Virtualization takes a step to the next level
The potential of virtualization has thus far only been scratched on the surface, VMWare, Xen, Amazon EC2 et al open up interesting possibilities, but so far it has mostly been limited to manually being able to duplicate pre-existing “virtual machines” dedicated for specific purposes.
I predict that the next step will be the obsolesence of traditional web- and server hosting: utility computing such as Amazon’s EC2 will not only be about only paying for the machine hours you use, but also accurately being able to scale infrastructure up and down transparently and automatically as traffic and load differ. Organizations will be able to pay not only for the resources they use, but also for exactly the computing resources they need and not any more or less, this will enable finance managers to sleep easy over the use of their budgets, and IT managers to sleep easy knowing a sudden spike won’t kill their applications.
Social Networking becomes distributed
Let’s face it, Facebook and all the other social networking sites work in a way that is very “un-internet like”, they are big central repositories - if you are on one network and your friend is on another, there is no way to connect the two of you.

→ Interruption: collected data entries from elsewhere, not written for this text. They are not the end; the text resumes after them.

PR #1347, opened 2021-02-04
Patch 1 - Language suggestion

showipintbri:
Removed some language from the comments in the *.inf files. 

Example: "fuqdat"


joseph-henry:
Thanks for polishing things up!

PR #2052, opened 2023-07-14
Don't apply default route until zerotier is "online"

laduke:
I was running into issues with restarting the zerotier service while "full tunnel" mode is enabled.
When zerotier first boots, it gets network state from the cache on disk. So it immediately applies all the routes it knew about before it shutdown.
The network config may have change in this time.
If it has, then your default route is via a route
you are blocked from talking on. So you  can't get the current network config, so your internet does not work.
That's one theory. In any case,  starting zerotier with full tunnel enabled can fail and this helps. 

Other options include
- don't use cached network state on boot
- find a better criteria than "online"

Looking for any thoughts on how this might break other things


laduke:
debate me

glimberg:
no

Issue #2056, opened 2023-07-17
ZeroTier should exit upon loading of invalid identity.public/identity.secret


glimberg:
Current behavior is to generate a new ID when this happens.  This can be problematic in a few cases:

* Running within Kubernetes with ephemeral disks
* Running with identities mounted via read-only filesystem

In these cases, ZeroTier will continue happily running with a new identity it generates, however the identity will never be able to recovered once it exits.

PR #2058, opened 2023-07-17
Exit if loading an invalid identity from disk

glimberg:
Previously, if an invalid identity was loaded from disk, ZeroTier would
generate a new identity & chug along and generate a brand new identity
as if nothing happened.  When running in containers, this introduces the
possibility for key matter loss; especially when running in containers
where the identity files are mounted in the container read only.  In
this case, ZT will continue chugging along with a brand new identity
with no possibility of recovering the private key.

ZeroTier should exit upon loading of invalid identity.public/identity.secret #2056


glimberg:
hrmm.  That's strange @laduke.  Will look at that. 

Does work as expected with a valid-looking yet still invalid identity.secret

laduke:
replaced the identity.secret with junk and got

```
./zerotier-one: fatal error: invalid identity loaded from disk. Please remove identity.public and identity.secret from /Library/Application Support/ZeroTier/One and try again
```

laduke (approved):

rcoder:
So this feels like a small but possibly, _maybe_, for _some_ really weird usage, a breaking change. At minimum, the new exit status + messages mean that some shell scripting of the CLI could break.

If we have a good place to land a regression test for this that would be awesome. Regardless, I do want to make sure we explicitly capture it in the changelog for 1.12 due to the above.

glimberg:
> So this feels like a small but possibly, maybe, for some really weird usage, a breaking change. At minimum, the new exit status + messages mean that some shell scripting of the CLI could break.

It is an additional case where the service exits where it didn't previously.  However it now also gives *more* information to the exit error message than before when there's an exception coming from `Node`.  Previously you got "unexpected exception in main thread: unknown exception".

I'll look into getting a regression test in @joseph-henry 's  validation suite for regression testing on this

glimberg:
Ok regression test for the new behavior is now included.

rcoder:
Thanks for adding the test case! LGTM

PR #2069, opened 2023-07-25
Add search domain to macos dns configuration

laduke:
Stumbled upon this while debugging something else. If we add search domain to our system configuration for network DNS, then search domains work:

```
ping server1                                                                                                                                                                                    ~
PING server1.my.domain (10.123.3.1): 56 data bytes
64 bytes from 10.123.3.1
```

Let us know if setting search domains will cause some kind of pain or problem

### DIFF
--- a/osdep/MacDNSHelper.mm
+++ b/osdep/MacDNSHelper.mm
@@ -25,19 +25,23 @@ void MacDNSHelper::setDNS(uint64_t nwid, const char *domain, const std::vector<I
 
     CFArrayRef serverArray = CFArrayCreate(NULL, (const void**)s, servers.size(), &kCFTypeArrayCallBacks);
 
-    CFStringRef keys[2];
+    CFStringRef keys[3];
     keys[0] = CFSTR("SupplementalMatchDomains");
     keys[1] = CFSTR("ServerAddresses");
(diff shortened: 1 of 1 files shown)


osdep/MacDNSHelper.mm
```diff
@@ -25,19 +25,23 @@ static void printKeys (const void* key, const void* value, void* context) {
...
     CFArrayRef serverArray = CFArrayCreate(NULL, (const void**)s, servers.size(), &kCFTypeArrayCallBacks);
 
-    CFStringRef keys[2];
+    CFStringRef keys[3];
     keys[0] = CFSTR("SupplementalMatchDomains");
     keys[1] = CFSTR("ServerAddresses");
+    keys[2] = CFSTR("SearchDomains");
 
     CFStringRef cfdomain = CFStringCreateWithCString(NULL, domain, kCFStringEncodingUTF8);
+    CFStringRef cfdomain2 = CFStringCreateWithCString(NULL, domain, kCFStringEncodingUTF8);
```
bostick, line 34: Should there be a corresponding `CFRelease(cfdomain2)` added down below?

laduke: thanks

For the promise of social networking sites to really be fulfilled, social networking sites need to become interoperable and distributed - your online identity should be transparent and portable in the same way that your e-mail address can be e-mailed from any domain, or your phone number can be called from any telephone network.
Credit checks get an overhaul and reputation becomes a factor
The current credit crunch has thrown a light at a few shortcomings of the current credit- and credit checking system, it is simply too easy to manipulate if you know how to do it, and people with perfectly good ability to pay can be penalized for frivolous and nonsensical reasons. Maybe credit checking agencies will start taking a more holistic approach, not only looking into traditional sources of financial information, but also starting to measure more intangible areas that concern a persons overall “reputation”. There are several start-ups trying to deal with online reputation, but I think this area is most valuable to credit checking agencies, and they stand best positioned to make inroads into the area - some leading reputation start-ups may be bought out by credit agencies late into the game, but watch this space for credit agencies starting to care more about your character and slightly less about whom you’ve got loans with.
The man on the street will start watching the watchers
Three out of four trends mentioned above are also potential privacy threats, as we become more and more monitored in all aspects of our professional, private and social lives, there are bound to be some considerable privacy scares - the UK has already seen it’s fair share of Government screw-ups in this area in the last half of 2007. As these screw-ups become more and more common, and larger and larger in scale from both government and private organizations, people will start to care more about their privacy and personal information.
I wouldn’t be surprised if we get a “terror balance” between people and those who monitor us.
People will be monitored by various organizations, and start-ups will pop up that allow people to monitor in more detail how they in turn are monitored and how their personal information is used - and object in cases where their information is faulty, objectionable or they do not consent to how they are monitored and their information is used.